Fifth, you are having to concede points here. Initially you stated that the Oppo was only worth it if you play non-blu ray discs, i.e. use it for audio purposes. But you also initially stated that for blu ray and standard DVD play that it wasn’t worth it. Now in your most recent post you had to concede that it’s worth the price if you play lots of standard DVDs. Why? Because the Oppo does it better than anyone else.

And seriously who doesn’t play a lot of standard DVDs!? Most people in these type of forums have entire libraries of DVDs! So not only is it the best player for audio purposes, but it’s also the best for upscaling standard DVDs. That makes the price worth it.
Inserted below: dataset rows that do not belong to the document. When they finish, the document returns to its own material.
Issue #3163, opened 2020-07-06
Measure and improve performance of the worker query in provisioning loop


djmitche:
The worker-manager provisioner process [seems to be running slowly](https://bugzilla.mozilla.org/show_bug.cgi?id=1650909).  Our guess is that this is due to

https://github.com/taskcluster/taskcluster/blob/master/services/worker-manager/src/provisioner.js#L145-L151

First of all, this is pulling out a bunch of rows and immediately discarding most of them (stopped).  Second, it's just getting aggregate counts, which could probably be done much more quickly in the DB.  That's a little tricky since it's also revealing the providerId's still running in each pool.

Third, we don't know if this is the issue!

So:
 * Rewrite this query to be more efficient -- minimally, let's add a method that will return all running workers, and then continue with the JS `seen()` logic.  Maximally, let's do the entire analysis in the DB.
 * Add timing logs for the various parts of the provisioning loop: maybe one for the overall loop, containing durations for the components, plus adding a "duration" property to the `this.monitor.log.workerPoolProvisioned` call for each worker pool.

helfi92:
Any idea why this would run faster on azure? We're still doing the same amount of querying.

djmitche:
Good question.  I don't think we're sure, just a hunch.  But, we had some issues before with scanning this table where its width seemed to cause the issue -- a query selecting `provider_data` was *much* slower than one that did not.  We never did figure out why that was the case, but the guess was that it's because that column is [toast](https://www.postgresql.org/docs/11/storage-toast.html) column and thus accessing it was quite a bit slower.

It also affords people the opportunity to rid themselves of inferior equipment cluttering the home theater by allowing them to use one machine that does everything well. 

Lastly, unless you’re a professional then you’re a fanboy like everyone else. There’s no shame in that. Also, I’m pretty sure there’s a lot of folks, this one included, that does their research too. In the spirit of providing the reader with all the information they need I’ve taken the liberty to cite about half of the Oppo reviews available on such key issues as loading, video rendering, upscaling, and audio quality. Aside from that I guess we’ll have to respectfully have to agree to disagree. Take care. J


Sorry the forum won’t allow me to post urls so the site name only will be posted. 

hometheatermag
I put the Oppo through our full complement of HD and SD video tests, and the player passed with flying colors. Its SD de-interlacing and scaling was as good as anything I’ve seen, and its HD video processing is nearly without equal.
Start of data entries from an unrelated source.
PR #5382, opened 2022-04-26
feat(worker-manager): Immediate worker provisioning for Azure

lotas:
Further improve worker manager Azure provisioning. 

Till now, Azure was the only provider that was not actually doing any cloud api calls in the `provisioner` loop, and only created worker record in `REQUESTED` state, that was later picked by `workerScannerAzure`.
This sometimes can take 10-20 minutes, and, considering overall provisioning slowness, it often ends with worker being terminated, as they fail to start within given time (`terminateAfter`) (Leading to errors seen in #4999)

Related to #4999

### DIFF
--- a/services/worker-manager/test/provider_azure_test.js
+++ b/services/worker-manager/test/provider_azure_test.js
@@ -50,6 +50,35 @@ helper.secrets.mockSuite(testing.suiteName(), [], function(mock, skipping) {
     monitor = await helper.load('monitor');
   });
 
+  const assertProvisioningState = async (expectations) => {
+    // re-fetch the worker, since it should have been updated
+    const workers = await helper.getWorkers();
+    assert.equal(workers.length, 1);
+    const worker = workers[0];
+
+    for (let resourceType of ['ip', 'vm', 'nic']) {
+      const name = worker.providerData[resourceType].name;
+      switch (expectations[resourceType]) {
+        case 'none':
+          assert(!worker.providerData[resourceType].operation);
+          assert(!worker.providerData[resourceType].id);
+          break;
+        case 'inprogress':
+          assert.equal(worker.providerData[resourceType].operation, `op/${resourceType}/rgrp/${name}`);
+          assert(!worker.providerData[resourceType].id);
+          break;
+        case 'allocated':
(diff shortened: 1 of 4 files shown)


services/worker-manager/test/provider_azure_test.js
```diff
@@ -50,6 +50,35 @@ helper.secrets.mockSuite(testing.suiteName(), [], function(mock, skipping) {
     monitor = await helper.load('monitor');
   });
 
+  const assertProvisioningState = async (expectations) => {
```
lotas, line 53: this is moved out of one suit, because it is needed in two different

services/worker-manager/test/provider_azure_test.js
```diff
@@ -634,11 +628,46 @@ helper.secrets.mockSuite(testing.suiteName(), [], function(mock, skipping) {
       await assertProvisioningState({ ip: 'allocated', nic: 'allocated', vm: 'none' });
       assert(provider.removeWorker.called);
     });
+  });
 
-    test('successful provisioning of VM without public ip', async function() {
-      await assertProvisioningState({ ip: 'none', nic: 'none', vm: 'none' });
+  suite('provisionResources without public IP', function() {
```
lotas, line 633: extracted this test in separate case, as its success depends on initial `setup()`, worker pool needs to have proper `workerConfig` to set `skipPublicIP` properly

services/worker-manager/test/provider_azure_test.js
```diff
@@ -657,13 +686,22 @@ helper.secrets.mockSuite(testing.suiteName(), [], function(mock, skipping) {
...
+
     setup('create un-provisioned worker', async function() {
       const workerPool = await makeWorkerPool();
       const workerInfo = {
         existingCapacity: 0,
         requestedCapacity: 0,
       };
+
+      // prevent the worker from being immediately provisioned
+      sandbox.stub(provider, 'checkWorker').returns('ok');
```
lotas, line 699: this just ensures that internal state for fake calls are not interfered by calling `checkWorker` inside `provision()` call

matt-boris (approved):
Awesome! Can't wait to see even more improvements from this 👍🏻 🎉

The BDP-83 turns on immediately, and its tray response is excellent. Load times are on par with the PlayStation 3, which has been the speed king from the beginning. This is the level of performance we should see from players across the board. 

The BDP-83’s everyday use is without a doubt the most refreshing experience I’ve had with a standalone Blu-ray player. I’ve been quite impressed by specific areas from a wide range of manufacturers, but up until now, no one has made a one-stop shop for great performance across the board. The BDP-83 is just that. 

The BDP-83’s upconversion is second to none. While the overall quality of DVD is still a distant second to Blu-ray, I was surprised by how good this player made DVDs look. 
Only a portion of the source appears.